Search the material for "http" and show all lines that contain it.

##########

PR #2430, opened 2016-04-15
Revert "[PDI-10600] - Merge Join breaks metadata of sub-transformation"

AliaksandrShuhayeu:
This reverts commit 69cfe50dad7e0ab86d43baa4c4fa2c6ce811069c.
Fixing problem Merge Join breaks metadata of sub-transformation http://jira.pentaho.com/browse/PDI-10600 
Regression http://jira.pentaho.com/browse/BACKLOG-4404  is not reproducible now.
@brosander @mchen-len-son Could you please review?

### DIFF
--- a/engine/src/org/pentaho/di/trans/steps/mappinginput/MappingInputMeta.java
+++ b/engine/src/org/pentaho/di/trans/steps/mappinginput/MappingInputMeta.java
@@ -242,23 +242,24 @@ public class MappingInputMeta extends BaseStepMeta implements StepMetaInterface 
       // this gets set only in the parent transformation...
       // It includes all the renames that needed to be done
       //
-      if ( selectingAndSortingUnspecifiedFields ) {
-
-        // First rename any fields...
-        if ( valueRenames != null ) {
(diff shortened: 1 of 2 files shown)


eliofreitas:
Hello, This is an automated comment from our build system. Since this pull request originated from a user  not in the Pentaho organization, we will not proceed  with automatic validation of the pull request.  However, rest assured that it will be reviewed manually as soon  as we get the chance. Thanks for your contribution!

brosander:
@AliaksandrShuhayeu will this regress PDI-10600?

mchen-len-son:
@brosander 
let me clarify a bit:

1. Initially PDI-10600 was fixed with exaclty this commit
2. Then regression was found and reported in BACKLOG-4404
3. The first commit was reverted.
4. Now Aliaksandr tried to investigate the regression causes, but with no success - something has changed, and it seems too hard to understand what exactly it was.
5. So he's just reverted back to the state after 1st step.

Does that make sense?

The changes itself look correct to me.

##########

**Result of the task**
Fixing problem Merge Join breaks metadata of sub-transformation http://jira.pentaho.com/browse/PDI-10600 
Regression http://jira.pentaho.com/browse/BACKLOG-4404  is not reproducible now.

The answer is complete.